(Data excerpts)
PR #7765, opened 2020-04-08
CB-6514 AWS Datalake deployment on mow-dev is failing with HV000028 U…

horadla23:
@bergerdenes I saw you put the annotation on this field, but in case of sdx internal, name comes from pathparam, people usually don't put it into the input json but validation is on it within stackv4request, thus lot of people experienced issue with sdx internal. Since I do not want to make people fill this info twice, I removed the annotation for now. (cloudbreak will validate the stackrequest anyway)

### DIFF
--- a/datalake-api/src/main/java/com/sequenceiq/sdx/api/model/SdxInternalClusterRequest.java
+++ b/datalake-api/src/main/java/com/sequenceiq/sdx/api/model/SdxInternalClusterRequest.java
@@ -1,12 +1,9 @@
 package com.sequenceiq.sdx.api.model;
 
-import javax.validation.Valid;
-
 import com.sequenceiq.cloudbreak.api.endpoint.v4.stacks.request.StackV4Request;
 
 public class SdxInternalClusterRequest extends SdxClusterRequest {
 
-    @Valid
     private StackV4Request stackV4Request;
 
     public StackV4Request getStackV4Request() {


horadla23:
cloudbreak will validate the stackrequest anyway

datalake-api/src/main/java/com/sequenceiq/sdx/api/model/SdxInternalClusterRequest.java
```diff
@@ -1,12 +1,9 @@
 package com.sequenceiq.sdx.api.model;
 
-import javax.validation.Valid;
-
 import com.sequenceiq.cloudbreak.api.endpoint.v4.stacks.request.StackV4Request;
 
 public class SdxInternalClusterRequest extends SdxClusterRequest {
 
-    @Valid
```
akanto, line 9: Is it just a quick fix? It is strange that we are removing the validation.

horadla23: i am not sure, in case of sdx internal, cloudbreak validates stackrequest anyway, but if we want to validate in earlier, we can do it, but we have to make everyone to put the name into the input json, and that will duplicate data on api, so maybe this worth a discussion

bergerdenes: I put up the validation a few days back, it is fairly safe to remove it. I did not calculate with the consequences that this object of the request is used in such a relaxed way.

Task statement | For this exercise, all the data must be repeated exactly.

Response to the task |
PR #7765, opened 2020-04-08
CB-6514 AWS Datalake deployment on mow-dev is failing with HV000028 U…

horadla23:
@bergerdenes I saw you put the annotation on this field, but in case of sdx internal, name comes from pathparam, people usually don't put it into the input json but validation is on it within stackv4request, thus lot of people experienced issue with sdx internal. Since I do not want to make people fill this info twice, I removed the annotation for now. (cloudbreak will validate the stackrequest anyway)

### DIFF
--- a/datalake-api/src/main/java/com/sequenceiq/sdx/api/model/SdxInternalClusterRequest.java
+++ b/datalake-api/src/main/java/com/sequenceiq/sdx/api/model/SdxInternalClusterRequest.java
@@ -1,12 +1,9 @@
 package com.sequenceiq.sdx.api.model;
 
-import javax.validation.Valid;
-
 import com.sequenceiq.cloudbreak.api.endpoint.v4.stacks.request.StackV4Request;
 
 public class SdxInternalClusterRequest extends SdxClusterRequest {
 
-    @Valid
     private StackV4Request stackV4Request;
 
     public StackV4Request getStackV4Request() {


horadla23:
cloudbreak will validate the stackrequest anyway

datalake-api/src/main/java/com/sequenceiq/sdx/api/model/SdxInternalClusterRequest.java
```diff
@@ -1,12 +1,9 @@
 package com.sequenceiq.sdx.api.model;
 
-import javax.validation.Valid;
-
 import com.sequenceiq.cloudbreak.api.endpoint.v4.stacks.request.StackV4Request;
 
 public class SdxInternalClusterRequest extends SdxClusterRequest {
 
-    @Valid
```
akanto, line 9: Is it just a quick fix? It is strange that we are removing the validation.

horadla23: i am not sure, in case of sdx internal, cloudbreak validates stackrequest anyway, but if we want to validate in earlier, we can do it, but we have to make everyone to put the name into the input json, and that will duplicate data on api, so maybe this worth a discussion

bergerdenes: I put up the validation a few days back, it is fairly safe to remove it. I did not calculate with the consequences that this object of the request is used in such a relaxed way.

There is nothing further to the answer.